Find the lines of the data below that include "your". Report their number only.

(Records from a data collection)
*****

PR #289, opened 2020-12-04
Adding Power support(ppc64le) with ci and testing to the project for architecture independent

asellappen:
I am working for IBM to port cpu arch ppc64le for open sources.

This PR adds CI support for the IBM Power Little Endian (ppc64le) architecture. The idea is to ensure that the builds on this architecture are continuously tested along with the Intel builds (amd64) as this is part of the ubuntu distro 
on that architecture as well and detecting (and fixing) any issues or failures early would help to ensure that we are always up to date.

This helps us simplify testing later when distributions are re-building and re-releasing,We typically build applications for customers and 
ISVs, and while we don't use this package directly,we do count on all of the packages in debian/ubuntu to build other packages. So we more likely have this as a second or 
third level dependency and couldn't tell you explicitly which features we use or our usage model,For more info tag @gerrith3.

Please help to verify and merge.

### DIFF
--- a/.travis.yml
+++ b/.travis.yml
@@ -19,6 +19,26 @@ jobs:
     - env: REDIS_PY="3.4.1"
     - env: REDIS_PY="3.5.0"
     - env: REDIS_PY="3.5.*" COVERAGE="yes"
+    - python: 3.6
+      arch: ppc64le
+    - python: 3.7
+      arch: ppc64le
+    - python: 3.8
+      arch: ppc64le
+    - env: REDIS_PY="3.0.1"
+      arch: ppc64le
+    - env: REDIS_PY="3.1.0"
+      arch: ppc64le
+    - env: REDIS_PY="3.2.1"
+      arch: ppc64le
+    - env: REDIS_PY="3.3.11"
+      arch: ppc64le
+    - env: REDIS_PY="3.4.1"
+      arch: ppc64le
+    - env: REDIS_PY="3.5.0"
+      arch: ppc64le
+    - env: REDIS_PY="3.5.*" COVERAGE="yes"
+      arch: ppc64le
 cache:
   - pip
 services:


bmerry:
This project is pure Python code and hence architecture-independent. I don't see that testing on more architectures adds any value, and it will slow down the unit tests (which already take longer than I would like).

asellappen:
thanks for taking look at PR, Even this project is pure Python code and architecture-independent, We are bit worrying about dependent tools like redis which is written in c .Hence we are trying to test for ppc64le and rollout.

and also regarding time taken for the run, It ran on travis-ci.org which servers are slow and they are making us to move to travis-ci.com.

bmerry:
> We are bit worrying about dependent tools like redis which is written in c

Surely then it would make more sense to test the dependencies directly? Redis for example has its own very comprehensive test suite which will cover parts of redis that fakeredis tests won't.

Anyway, fakeredis doesn't depend on redis to run. It only uses redis as a reference for the unit tests.

gerrith3:
@bmerry we've found that everything is a dependency for something else at some point in time or another.  ;)  That's a little tongue in cheek but my team basically picks up exploding bombs of software the fails on ppc64le based on what some user or another is doing, some new workload, whatever.  We are at the point where we are trying to bring ppc64le testing up to the point of Intel testing across the board to reduce the number of failures end users see.

And, while there are lots of potentially architecture independent languages, we've found that all of them can wind up with situations which depend on out of tree binaries (often Intel based), have callouts to custom amd64 code, use various operating system interfaces aka sys. APIs in python (several of which depend on the underlying hardware), and various other items.   One of the most common is differences in the build environment, which we currently rule out by having the team test and validate the current top of tree, and potentially fix the build environment if needed.  Any of these can get out of date, and the only way to really prove that it works is to build the project on actual ppc64le based hardware.  Hence our drive to get as many of these easier ones converted as possible.

bmerry:
I'm still not convinced, but let me see how the build times look once things are on travis-ci.com.

bmerry:
@jamesls are you able to do the migration to travis-ci.com? I've sent you an email with some details.

bmerry:
The CI has been moved to Github Actions, so I'm going to close this PR. If you still want this you can submit another PR against the Github Actions workflow, but I'll only consider it if it adds a single job to the matrix rather than doubling the matrix size.

PR #293, opened 2021-02-03
Align `FakeConnection` constructor signature to base class

### LINKED ISSUE #234: Failing to migrate to v1.0 on django project
This is on a django 1.11 / python 2.7 project. (also django-redis==4.10.0, redis==2.10.6)
I can't work out how to migrate my settings to be compatible with version 1.0. Or is the setup contradictory to what 1.0 needs?

This is how it worked with the <1.0:

```
In [1]: settings.CACHES
Out[1]: 
{'admin': {'BACKEND': 'django_redis.cache.RedisCache',
  'KEY_PREFIX': 'admin',
  'LOCATION': 'redis://redis:6379/3',
  'OPTIONS': {'CLIENT_CLASS': 'django_redis.client.DefaultClient',
   'REDIS_CLIENT_CLASS': 'fakeredis.FakeStrictRedis'}},
 'default': {'BACKEND': 'django.core.cache.backends.dummy.DummyCache',
  'LOCATION': 'foobar'},
 'sessions': {'BACKEND': 'django_redis.cache.RedisCache',
  'KEY_PREFIX': 'shop-sessions',
  'LOCATION': 'redis://redis:6379/2',
  'OPTIONS': {'CLIENT_CLASS': 'django_redis.client.DefaultClient',
   'REDIS_CLIENT_CLASS': 'fakeredis.FakeStrictRedis'}}}
```

With v1.0 I receive this on pretty much all my tests:

```
======================================================================
ERROR: test_something (foobar.messaging.tests.test_ticket_views.ViewsSupportingCORSTestCase)
----------------------------------------------------------------------
  File "/var/www/shop/current/app/django-sites/foobar/utils/testcases.py", line 603, in tearDown
    self.client.logout()
  File "/var/venv-stable/lib/python2.7/site-packages/django/test/client.py", line 685, in logout
    if self.session:
  File "/var/venv-stable/lib/python2.7/site-packages/django/test/client.py", line 459, in session
    session.save()
  File "/var/venv-stable/lib/python2.7/site-packages/django/contrib/sessions/backends/cache.py", line 57, in save
    return self.create()
  File "/var/venv-stable/lib/python2.7/site-packages/django/contrib/sessions/backends/cache.py", line 44, in create
    self._session_key = self._get_new_session_key()
  File "/var/venv-stable/lib/python2.7/site-packages/django/contrib/sessions/backends/base.py", line 164, in _get_new_session_key
    if not self.exists(session_key):
  File "/var/venv-stable/lib/python2.7/site-packages/django/contrib/sessions/backends/cache.py", line 71, in exists
    return session_key and (self.cache_key_prefix + session_key) in self._cache
  File "/var/venv-stable/lib/python2.7/site-packages/django/core/cache/backends/base.py", line 203, in __contains__
    return self.has_key(key)
  File "/var/venv-stable/lib/python2.7/site-packages/django_redis/cache.py", line 39, in _decorator
    raise e.parent
ConnectionError: Error -2 connecting to redis:6379. Name or service not known.

```

It appears to be looking for the "real" redis server still. 
If I change REDIS_CLIENT_CLASS to CLIENT_CLASS I get:

```
    self.client.logout()
  File "/var/venv-stable/lib/python2.7/site-packages/django/test/client.py", line 685, in logout
    if self.session:
  File "/var/venv-stable/lib/python2.7/site-packages/django/test/client.py", line 459, in session
    session.save()
  File "/var/venv-stable/lib/python2.7/site-packages/django/contrib/sessions/backends/cache.py", line 57, in save
    return self.create()
  File "/var/venv-stable/lib/python2.7/site-packages/django/contrib/sessions/backends/cache.py", line 44, in create
    self._session_key = self._get_new_session_key()
  File "/var/venv-stable/lib/python2.7/site-packages/django/contrib/sessions/backends/base.py", line 164, in _get_new_session_key
    if not self.exists(session_key):
  File "/var/venv-stable/lib/python2.7/site-packages/django/contrib/sessions/backends/cache.py", line 71, in exists
    return session_key and (self.cache_key_prefix + session_key) in self._cache
  File "/var/venv-stable/lib/python2.7/site-packages/django/core/cache/backends/base.py", line 203, in __contains__
    return self.has_key(key)
  File "/var/venv-stable/lib/python2.7/site-packages/django_redis/cache.py", line 32, in _decorator
    return method(self, *args, **kwargs)
  File "/var/venv-stable/lib/python2.7/site-packages/django_redis/cache.py", line 124, in has_key
    return self.client.has_key(*args, **kwargs)
AttributeError: 'FakeStrictRedis' object has no attribute 'has_key'


```

wandering-tales:
As `FakeConnection` is a subclass of the `Connection` class in `redis-py`, in order to honor OOP substitutability principle, the signature of the constructor should be aligned with the one of the base class. That means it should contain at least all the parameters of the base class.

This automatically fixes a problem occurring when the connection object is dynamically instantiated within the context of the default connection pool class in `redis-py`, named `ConnectionPool`, and when, in turn, the latter is dynamically instantiated using its standard `from_url` factory method. In such scenario the instantiation of the connection object fails because the `FakeConnection` class misses both `host` and `port` parameters in its constructor signature.

That happens because the `from_url` factory method above, given a canonical Redis URL, guesses several connection parameters values, among which `host`, `username`, `password`, `path`, and `db`, which values override any other corresponding value passed to the factory method itself via the connection variadic arguments.

Aligning the `FakeConnection` constructor signature to the one of its base class, by including the `host` and `port` parameters, is helpful in contexts where there's no direct control over the instantiantiation of Redis clients, connections and connection pools objects (e.g. `django-redis` library): whilst preserving current behavior, this avoids to workaround the issue by defining either custom connection factories or custom connection pools.

Closes #234

### DIFF
--- a/fakeredis/_server.py
+++ b/fakeredis/_server.py
@@ -1,5 +1,4 @@
 import logging
-import os
 import time
 import threading
 import math
@@ -2655,39 +2654,10 @@ class FakeSelector(BaseSelector):
 class FakeConnection(redis.Connection):
     description_format = "FakeConnection<db=%(db)s>"
 
-    def __init__(self, server, db=0, username=None, password=None,
-                 socket_timeout=None, socket_connect_timeout=None,
-                 socket_keepalive=False, socket_keepalive_options=None,
-                 socket_type=0, retry_on_timeout=False,
-                 encoding='utf-8', encoding_errors='strict',
-                 decode_responses=False, parser_class=_DummyParser,
-                 socket_read_size=65536, health_check_interval=0,
-                 client_name=None):
-        self.pid = os.getpid()
-        self.db = db
-        self.username = username
-        self.client_name = client_name
-        self.password = password
-        # Allow socket attributes to be passed in and saved even if they aren't used
-        self.socket_timeout = socket_timeout
-        self.socket_connect_timeout = socket_connect_timeout or socket_timeout
-        self.socket_keepalive = socket_keepalive
-        self.socket_keepalive_options = socket_keepalive_options or {}
-        self.socket_type = socket_type
-        self.retry_on_timeout = retry_on_timeout
-        self.encoder = redis.connection.Encoder(encoding, encoding_errors, decode_responses)
-        self._description_args = {'db': self.db}
-        self._connect_callbacks = []
-        self._buffer_cutoff = 6000
-        self._server = server
-        # self._parser isn't used for anything, but some of the
-        # base class methods depend on it and it's easier not to
-        # override them.
-        self._parser = parser_class(socket_read_size=socket_read_size)
-        self._sock = None
-        # added in redis==3.3.0
-        self.health_check_interval = health_check_interval
-        self.next_health_check = 0
+    def __init__(self, *args, **kwargs):
+        self._server = kwargs.pop('server')
+        self._description_args = {'db': kwargs.get('db', 0)}
+        super().__init__(*args, **kwargs)
 
     def connect(self):
         super().connect()
--- a/fakeredis/_server.py
+++ b/fakeredis/_server.py
@@ -2656,7 +2656,6 @@ class FakeConnection(redis.Connection):
 
     def __init__(self, *args, **kwargs):
         self._server = kwargs.pop('server')
-        self._description_args = {'db': kwargs.get('db', 0)}
         super().__init__(*args, **kwargs)
 
     def connect(self):
--- a/test/test_fakeredis.py
+++ b/test/test_fakeredis.py
@@ -4988,6 +4988,7 @@ class TestInitArgs:
         db.set('foo', 'bar')
         assert db.get('foo') == 'bar'
 
+    @redis3_only
     def test_can_allow_extra_args(self):
         db = fakeredis.FakeStrictRedis.from_url(
             'redis://localhost:6379/0',


wandering-tales:
My actual workaround to use _fakeredis_ to mock a Redis instance used as a cache backend via [django-redis](https://github.com/jazzband/django-redis) library in a Django project is the following:

```python
import django.core.cache

from django.test import TestCase, override_settings

import fakeredis
import mock

_caches = {
    'default': {
        'BACKEND': 'django_redis.cache.RedisCache',
        'LOCATION': 'redis://fake-redis/0',
        'OPTIONS': {
            'CLIENT_CLASS': 'django_redis.client.DefaultClient',
        }
    }
}

@override_settings(CACHES=_caches)
@mock.patch("django_redis.pool.ConnectionFactory.get_connection",
            new=mock.MagicMock(return_value=fakeredis.FakeRedis()))
class TestCache(TestCase):
    def test_set_unicode_key_redis_cache(self):
        try:
            django.core.cache.caches['default'].set('unicode-key-€', 'fake_value')
        except UnicodeEncodeError:
            self.fail("`RedisCache.set` raised "
                      "UnicodeEncodeError unexpectedly")
```

bmerry:
Thanks. This seems reasonable, and I think using the base class `__init__` should help make it more robust.

Travis is showing a flake8 error that is preventing the rest of the unit tests from running. I think what is likely to happen is that it will fail on older versions of redis-py that didn't have all the arguments that the current Connection class takes. It may be possible to fix that by having the constructor take `*args, **kwargs` instead of named arguments.

wandering-tales:
@bmerry Thanks to you for your quick reply.

I checked all the Travis CI builds and indeed the flake8 commands failed, but apparently for another reason:
```
$ flake8
./fakeredis/_server.py:2:1: F401 'os' imported but unused
The command "flake8" failed and exited with 1 during .
```
This is caused by the fact that I removed some code in the `__init__` that was already included in the related redis-py baseclass.

I removed that unused import. Let's see.

bmerry:
It looks like there are now some failures of the sort I expected, but also these:
```
E           assert WrappedException(ResponseError("wrong number of arguments for 'exec' command")) == WrappedException(ExecAbortError("Transaction discarded because of: wrong number of arguments for 'exec' command"))
```

That seems to be some bug on master that for some reason hasn't appeared before, so don't worry about those.

wandering-tales:
You're right. Tests actually fails for redis-py versions lower than 3.3.11.

I followed your suggestion to use variadic arguments. I think it's a safer way to guarantee compatibility with multiple redis-py interfaces.

wandering-tales:
@bmerry Excluding the test you mentioned, now only one the CI job using redis-py 2.10.6 fails. Precisely, only the following test fails:

`TestInitArgs.test_can_allow_extra_args`

At first glance, it's clear that the purpose of that test is to ensure the `FakeConnection` object can be instantiated with any type of arguments. Of course, now that the constructor of the base class `redis.Connection` is called, that is not possible anymore, as the parent object does not support variadic arguments. Nonetheless, I'm missing which particular usage scenario the test is trying to cover.

If I use fakeredis in a project where I use redis-py 2.10.6, I should be aware I cannot instantiate a `FakeStrictRedis` object with **any** parameter I want, as its interface is bound to that particular version of redis-py. What is the reason for allowing extra arguments to the client that are not supported by the signature of the base class, which signature depends on the specific version of redis-py? The only reason I can see is that in that project I need to be able to run code that uses fakeredis against multiple versions of redis-py. Am I missing something else?

bmerry:
I've fixed up master.

That test is intended to ensure that arguments that can be passed to redis can also be passed to fakeredis, even though it doesn't use them. I think the simplest thing is just to add the `@redis3_only` decorator to it.

wandering-tales:
>  I think the simplest thing is just to add the @redis3_only decorator to it.

That makes sense.

bmerry:
In future please don't rewrite history on a PR. It makes it impossible to see what changed since my previous review.

fakeredis/_server.py
```diff
@@ -2655,39 +2654,10 @@ def check_is_ready_for_command(self, timeout):
...
-        # base class methods depend on it and it's easier not to
-        # override them.
-        self._parser = parser_class(socket_read_size=socket_read_size)
-        self._sock = None
-        # added in redis==3.3.0
-        self.health_check_interval = health_check_interval
-        self.next_health_check = 0
+    def __init__(self, *args, **kwargs):
+        self._server = kwargs.pop('server')
+        self._description_args = {'db': kwargs.get('db', 0)}
```
bmerry, line 2659: Is this still necessary? It was there for older versions of redis (e.g. 2.10.6), but `super().__init__` should now take care of it (and in fact is probably overwriting it).

wandering-tales:
> In future please don't rewrite history on a PR. It makes it impossible to see what changed since my previous review.
Sorry, I won't do it again. I did because sometimes I found out that Travis CI do not automatically run Pull Request builds.

fakeredis/_server.py
wandering-tales: I see that the `FakeRedisMixin` constructor still accepts `server` parameter which is passed as a keyword to the Redis `ConnectionPool` class. In turn the `ConnectionPool` kwargs are passed to the constructor of the specific connection class.

Indeed the default Redis `Connection` class do not expect that parameter anymore in latest versions, but it seems it's needed by the `FakeConnection` class, precisely in the internal `_connect` method:

```python
def _connect(self):
        if not self._server.connected:
            raise redis.ConnectionError(CONNECTION_ERROR_MSG)
```

Regarding the `_description_args`, instead, I don't find any reference elsewhere. So it's probably a leftover.

bmerry: I was referring specifically to `_description_args`. Let's delete it.

wandering-tales:
I sure can.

*****

- _Response to this exercise_:
2